Saved data entries
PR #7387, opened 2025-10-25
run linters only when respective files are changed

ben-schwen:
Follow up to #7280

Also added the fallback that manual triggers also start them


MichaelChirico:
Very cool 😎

§ **Your instructions**: Print the records above exactly as written.

§ **Response box**:
PR #7387, opened 2025-10-25
run linters only when respective files are changed

ben-schwen:
Follow up to #7280

Also added the fallback that manual triggers also start them


MichaelChirico:
Very cool 😎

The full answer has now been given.